William Elon Basinger was born on September 27, 1806, in Savannah, Georgia. He was the great-grandson of Peter Tondee (c. 1723 – 1775), who owned and operated Tondee’s Tavern in Savannah, where the first meetings of revolutionary sentiment were held in the Georgia Colony in 1770. Tondee’s Tavern became a hub for opposition to the British Empire’s control of the Thirteen American Colonies.

Basinger obtained an appointment as a U.S. Army cadet at the United States Military Academy in West Point, New York. He entered the United States Military Academy on July 1, 1826. While at the academy his roommate was Joseph E. Johnston and he was cadet sergeant-major under Cadet Adjutant Robert E. Lee. He graduated second in his class on July 1, 1830 without a single demerit. He was promoted to second lieutenant, 2nd Artillery on July 1, 1830.

In 1831, he served at the garrison at Fort Moultrie, and at the Augusta Arsenal. He returned to the United States Military Academy as an assistant instructor of infantry tactic from November 24, 1831 to December 19, 1833. From 1834 to 1835, he served at the garrison at Fort Jackson, Louisiana, and at Covington, Louisiana. In 1835, he was transferred to Tampa Bay to prepare for defenses against the uprising Seminole Indians and their allies.

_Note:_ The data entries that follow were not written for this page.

PR #633, opened 2024-02-27

steverendell:
Add attributes and usages


src/main/kotlin/uk/gov/justice/digital/hmpps/nomisprisonerapi/locations/CreateLocationRequest.kt
```diff
@@ -24,6 +24,8 @@ data class CreateLocationRequest(
       "POSI", "RESI", "ROOM", "RTU", "SHEL", "SPOR", "SPUR", "STOR", "TABL",
       "TRAI", "TRRM", "VIDE", "VISIT", "WING", "WORK",
     ],
+    // TODO it would be nice to define these values in one place, possibly something like this:
+    // ref = "#/components/schemas/LocationUsageRequest.usageLocationType",
```
steverendell, line 28: I think there is a way to be able to just declare this enum list once and use ref to apply it to fields on other objects

PR #636, opened 2024-03-01
SDIT-1551 In-cell appointments not working

steverendell:


src/main/kotlin/uk/gov/justice/digital/hmpps/nomisprisonerapi/appointments/AppointmentService.kt
```diff
@@ -47,8 +47,10 @@ class AppointmentService(
   fun updateAppointment(eventId: Long, dto: UpdateAppointmentRequest) {
     offenderIndividualScheduleRepository.findByIdOrNull(eventId)
       ?.apply {
-        val location = agencyInternalLocationRepository.findByIdOrNull(dto.internalLocationId)
-          ?: throw BadDataException("Room with id=${dto.internalLocationId} does not exist")
+        val location = dto.internalLocationId?.let {
```
mikehalmamoj, line 50: So are they sending null internal location id for in cell? Might be worth testing this in DPS to see what it looks like... especially if they're never null in NOMIS.

mikehalmamoj (approved):

src/main/kotlin/uk/gov/justice/digital/hmpps/nomisprisonerapi/appointments/AppointmentService.kt
steverendell: Yep - Dom will be checking!

PR #638, opened 2024-03-01
SDIT-1335 Fix bug preventing attendance being created

mikehalmamoj:
Scenario is:

- allocated with future start date
- deallocated
- allocated again with same future start date 

When the future start date comes around we validate new attendances against the ended allocation and reject the attendance create request - but we should validate against the new allocation and create the attendace


andymarke (approved):
lgtm

PR #645, opened 2024-03-08
SDIT-1582 Handle updates to expired allocations

mikehalmamoj:
Scenario is:
* prisoner allocated to a course in DPS
* later (at least next day), the pay band was changed in DPS
* the same day as the pay band change the prisoner was released
* the next day the deallocation reason was updated in DPS

This caused us to write a duplicate of the expired pay band, so the insert failed with a data integrity issue and the event was rejected.

We now just leave the pay bands alone if the allocation is expired.


src/main/kotlin/uk/gov/justice/digital/hmpps/nomisprisonerapi/activities/AllocationService.kt
```diff
@@ -206,7 +206,14 @@ class AllocationService(
...
     val futurePayBand = payBands.firstOrNull { it.id.startDate > today }
+    val allocationExpired = request.endDate?.let { it < today } ?: false
     when {
+      // if the requested pay band is already expired then just make sure the end dates match
+      allocationExpired && activePayBand == null && futurePayBand == null -> {
+        expiredPayBand?.let {
+          it.endDate == request.endDate
+        }
+      }
       // if no active pay band then add a new pay band from today (or the date requested if in the future)
```
petergphillips, line 217: comment doesn't really fit - since this condition is only now triggered if the allocation hasn't expired

petergphillips (approved):
LGTM

PR #651, opened 2024-03-12
SDIT-1590 Fix bug with pay rate sync for future ended rate

mikehalmamoj:
Scenario:
* we have a pay rate that has a future end date
* we receive an update to change the value of the pay rate and remove the end date
* the existing rate's end date isn't updated, so in NOMIS it appears to be active when it's not

The fix is to end the existing pay rate today and start the new one from tomorrow.

### DIFF
--- a/src/test/kotlin/uk/gov/justice/digital/hmpps/nomisprisonerapi/activities/PayRateServiceTest.kt
+++ b/src/test/kotlin/uk/gov/justice/digital/hmpps/nomisprisonerapi/activities/PayRateServiceTest.kt
@@ -409,6 +409,36 @@ class PayRateServiceTest {
     }
 
     @Test
+    fun `should be able to change a future ended pay rate`() {
+      nomisDataBuilder.build {
+        programService {
+          courseActivity = courseActivity {
+            courseSchedule()
+            courseScheduleRule()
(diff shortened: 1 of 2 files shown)


steverendell (approved):
lgtm

src/test/kotlin/uk/gov/justice/digital/hmpps/nomisprisonerapi/activities/PayRateServiceTest.kt
```diff
@@ -408,6 +408,36 @@ class PayRateServiceTest {
...
+      }
+      val request = listOf(
+        PayRateRequest("STD", "5", BigDecimal(0.1)),
+      )
+      val newPayRates = payRatesService.buildNewPayRates(request, courseActivity)
+
+      assertThat(newPayRates.size).isEqualTo(2)
+      // old rate should now expire today
+      with(newPayRates.findRate("STD", "5", expired = true)) {
+        assertThat(halfDayRate).isCloseTo(BigDecimal(1.41), within(BigDecimal(0.001)))
```
petergphillips, line 430: this looks a bit odd - why the `closeTo`?  If you called `BigDecimal` constructor with a string instead then you should be able to use [isEqualByComparingTo](https://joel-costigliola.github.io/assertj/core-8/api/org/assertj/core/api/AbstractBigDecimalAssert.html#isEqualByComparingTo-java.lang.String-)

PR #654, opened 2024-03-13
SDIT-1586 Audit call failure results in DB inconsistency

steverendell:
Fix based on initialising the connection


andymarke (approved):
LGTM

PR #666, opened 2024-03-22
SDIT-1612 Implement alert filtering by date range

andymarke:
Introduced the ability to fetch alerts by filtering through a specific date range. The backend API now supports retrieving alerts from a 'fromDate' to a 'toDate'. Enhancements were made to the AlertsService and OffenderAlertRepository to facilitate this feature. Corresponding tests were also added. Changes also include an endpoint creation for retrieving alert Ids by applying a filter.


steverendell (approved):
lgtm

PR #669, opened 2024-04-02
SDIT-1625 Endpoint to retrieve merge details for prisoner

andymarke:


src/main/kotlin/uk/gov/justice/digital/hmpps/nomisprisonerapi/jpa/MergeTransaction.kt
```diff
@@ -0,0 +1,84 @@
...
+  val requestDate: LocalDateTime,
+
+  @Column(name = "REQUEST_STATUS_CODE", nullable = false)
+  val requestStatusCode: String,
+
+  @Column(name = "TRANSACTION_SOURCE", nullable = false)
+  val transactionSource: String,
+
+  @Column(name = "OFFENDER_BOOK_ID_1")
+  val offenderBookId1: Long,
```
andymarke, line 32: most columns on DB are nullable but no rows in live have an nulls

lbennett-moj (approved):

PR #671, opened 2024-04-03
SDIT-1623 Add initial CSIP files for migration

karenmillermoj:


src/main/kotlin/uk/gov/justice/digital/hmpps/nomisprisonerapi/jpa/CSIPReport.kt
```diff
@@ -0,0 +1,110 @@
...
+import org.hibernate.Hibernate
+import org.hibernate.annotations.Generated
+import org.hibernate.annotations.JoinColumnOrFormula
+import org.hibernate.annotations.JoinColumnsOrFormulas
+import org.hibernate.annotations.JoinFormula
+import uk.gov.justice.digital.hmpps.nomisprisonerapi.jpa.helper.EntityOpen
+import java.time.LocalDate
+import java.time.LocalDateTime
+
+@Entity
```
karenmillermoj, line 23: I've currently added minimal data for a CSIP report and associated plan.  Additional fields and other classes still to be added (separately, to avoid BIG PR)

src/main/kotlin/uk/gov/justice/digital/hmpps/nomisprisonerapi/csip/CSIPResource.kt
```diff
@@ -0,0 +1,211 @@
...
+  val location: CodeDescription,
+  @Schema(description = "The Area of work where the incident took place aka function")
+  val areaOfWork: CodeDescription,
+
+  @Schema(description = "CSIP Plans")
+  val plans: List<Plan>,
+)
+
+@JsonInclude(JsonInclude.Include.NON_NULL)
+data class Staff(
```
andymarke, line 181: I couldn't see where Staff and Offender is used

src/main/kotlin/uk/gov/justice/digital/hmpps/nomisprisonerapi/csip/CSIPService.kt
```diff
@@ -0,0 +1,90 @@
...
+    offenderNo = offender.nomsId,
+    bookingId = offenderBooking?.bookingId,
+    type = type.toCodeDescription(),
+    location = location.toCodeDescription(),
+    areaOfWork = areaOfWork.toCodeDescription(),
+    plans = plans.map { it.toPlanResponse() },
+
+  )
+
+private fun JPAStaff.toStaff() =
```
andymarke, line 70: I guess these are just cut & paste things?

src/main/kotlin/uk/gov/justice/digital/hmpps/nomisprisonerapi/jpa/CSIPReport.kt
```diff
@@ -0,0 +1,110 @@
...
+data class CSIPReport(
+  @Id
+  @Column(name = "CSIP_ID")
+  @SequenceGenerator(name = "CSIP_ID", sequenceName = "CSIP_ID", allocationSize = 1)
+  @GeneratedValue(generator = "CSIP_ID")
+  val id: Long = 0,
+
+  @ManyToOne(fetch = FetchType.LAZY)
+  @JoinColumn(name = "OFFENDER_BOOK_ID")
+  val offenderBooking: OffenderBooking?,
```
andymarke, line 35: Is this really optional? Feels weird to have CSIP with no associated booking

src/test/kotlin/uk/gov/justice/digital/hmpps/nomisprisonerapi/csip/CSIPResourceIntTest.kt
```diff
@@ -0,0 +1,211 @@
...
+  private lateinit var reportingStaff: Staff
+  private lateinit var offender: Offender
+  private lateinit var csip1: CSIPReport
+  private lateinit var csip2: CSIPReport
+  private lateinit var csip3: CSIPReport
+
+  @BeforeEach
+  internal fun createCSIPReports() {
+    nomisDataBuilder.build {
+      setUpStaffAndOffender()
```
andymarke, line 35: not sure extracting this to a method makes it more readable - but this is a personal style thing

src/test/kotlin/uk/gov/justice/digital/hmpps/nomisprisonerapi/helper/builders/NomisData.kt
```diff
@@ -372,6 +400,16 @@ interface NomisDataDsl {
     dsl: IncidentDsl.() -> Unit = {},
   ): Incident
 
+  @CSIPReportDslMarker
+  fun csipReport(
+    offender: Offender,
```
andymarke, line 405: I wonder if you could do this 
`offender: Offender = offenderBooking.offender`

it feels like you should be able to default at least of them. If you supply a booking you shouldn't really need to supply and offender

Maybe I don't undertstand why booking is optional in the JPA

andymarke: Equally, could a csipReport be a child of an offender (or for that matter a booking) rather then a top level entity?
In  fact wouldn't that make more sense or can you create a CSIP with no relationship with prisoner??

andymarke (approved):
LGTM

src/main/kotlin/uk/gov/justice/digital/hmpps/nomisprisonerapi/csip/CSIPResource.kt
karenmillermoj: yet to come

src/main/kotlin/uk/gov/justice/digital/hmpps/nomisprisonerapi/csip/CSIPService.kt
karenmillermoj: nope - they're coming shortly

src/main/resources/db/migration/data/R__1_24__REFERENCE_DOMAINS.sql
```diff
@@ -173,6 +173,26 @@ VALUES ('COUNTY', 'County', 'ACTIVE', 'ADMIN', 'OMS', NULL, NULL, NULL);
 INSERT INTO REFERENCE_DOMAINS (DOMAIN, DESCRIPTION, DOMAIN_STATUS, OWNER_CODE, APPLN_CODE, OLD_CODE_TABLE, PARENT_DOMAIN, CODE_LENGTH)
 VALUES ('CRT_RESULT', 'The result of the court event', 'ACTIVE', 'USER', 'LEGAL', NULL, NULL, NULL);
 INSERT INTO REFERENCE_DOMAINS (DOMAIN, DESCRIPTION, DOMAIN_STATUS, OWNER_CODE, APPLN_CODE, OLD_CODE_TABLE, PARENT_DOMAIN, CODE_LENGTH)
```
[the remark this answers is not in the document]
karenmillermoj: ok good idea, will take a look

src/test/kotlin/uk/gov/justice/digital/hmpps/nomisprisonerapi/helper/builders/NomisData.kt
karenmillermoj: I think you're right about child of offender.  Looks like the nullability of the offenderBooking means it can't be part of that (although no idea why both are on the table??)
Will make child of offender (obvious, now you've mentioned it)

karenmillermoj: Will address issues in separate PR

src/main/kotlin/uk/gov/justice/digital/hmpps/nomisprisonerapi/jpa/CSIPReport.kt
karenmillermoj: Well, it's actually nullable, but there are no offenders with this as null.  I'll check the db - maybe it's an oversight on the nullability of fields

PR #677, opened 2024-04-08
SDIT-1654 get court appearance endpoint

lbennett-moj:


src/main/kotlin/uk/gov/justice/digital/hmpps/nomisprisonerapi/sentencing/SentencingService.kt
```diff
@@ -275,6 +275,11 @@ class SentencingService(
     }
   }
 
+  fun getCourtAppearance(id: Long, offenderNo: String): CourtEventResponse {
+    findPrisoner(offenderNo).findLatestBooking()
```
andymarke, line 279: Not sure I would bother with this call just to get the correct 404

andymarke (approved):
Lgtm

PR #683, opened 2024-04-10
SDIT-1645 Amended /prisoners/ids to return all prisoners not just active ones.

andymarke:
…

The endpoint has an unfortunate parameter of `active` where setting this false means return active and inactive prisoners.

A prisoner is defined as someone at some-point that had a booking.

Also amened DSL to allow adding of Alias offender records.

### DIFF
--- a/src/main/kotlin/uk/gov/justice/digital/hmpps/nomisprisonerapi/jpa/OffenderBooking.kt
+++ b/src/main/kotlin/uk/gov/justice/digital/hmpps/nomisprisonerapi/jpa/OffenderBooking.kt
@@ -160,3 +160,4 @@ data class OffenderBooking(
 }
 
 fun OffenderBooking.hasBeenReleased() = !this.active && this.inOutStatus == "OUT"
+fun OffenderBooking.status() = "${if (this.active) "ACTIVE" else "INACTIVE"} $inOutStatus"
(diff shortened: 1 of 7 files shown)


src/main/kotlin/uk/gov/justice/digital/hmpps/nomisprisonerapi/jpa/OffenderBooking.kt
```diff
@@ -160,3 +160,4 @@ data class OffenderBooking(
 }
 
 fun OffenderBooking.hasBeenReleased() = !this.active && this.inOutStatus == "OUT"
+fun OffenderBooking.status() = "${if (this.active) "ACTIVE" else "INACTIVE"} $inOutStatus"
```
andymarke, line 163: will only be used for analytics so use prison-api convention due familiarity

src/test/kotlin/uk/gov/justice/digital/hmpps/nomisprisonerapi/helper/builders/Offender.kt
```diff
@@ -71,6 +83,22 @@ class OffenderBuilder(
     .also { it.rootOffenderId = it.id }
     .also { offender = it }
 
+  private fun buildAlias(
```
mikehalmamoj, line 86: I was expecting this to be in a different file for the AliasDsl... is that because Alias is the same as Offender?

mikehalmamoj (approved):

On December 23, 1835, Brevet Major Francis Langhorne Dade led a detachment of eight officers, including Lt. Basinger, and 100 troops from Fort Brooke to Fort King. On December 28, 1835, this detachment was ambushed by a group of Seminole Indians led by Chief Micanopy, Ote Emathla (Jumper) and Halpatter Tustenuggee (Alligator) and their allies. Lt. Basinger was the last officer killed, and only two soldiers and their guide Luis Pacheco survived. This battle became known as Dade's Massacre, and it launched the Second Seminole War.

William Elon Basinger is buried in the St. Augustine National Cemetery in St. Augustine, Florida. During his burial ceremony Zachary Taylor said, “this day I bury an officer as dear to me as a son and by reason of his untimely death the United States has lost a soldier who would have become one of our great generals."

==Site of Fort Basinger==

Today, no remnants of Fort Basinger exist, but its site is marked with a Florida Board of Parks and Historic Memorials sign in Highlands County, Florida. The sign reads, “Col. Zachary Taylor had Fort Basinger built in 1837, during the Seminole Wars, on the Kissimmee River 17 miles above its mouth. It was a small stockade which served as a temporary fort and supply station on the line of forts extending from Tampa to Lake Okeechobee. Named for Lt. William E. Basinger of the 2nd Artillery, who was killed in Dade’s Massacre. The fort was abandoned at the end of the Indian Wars.”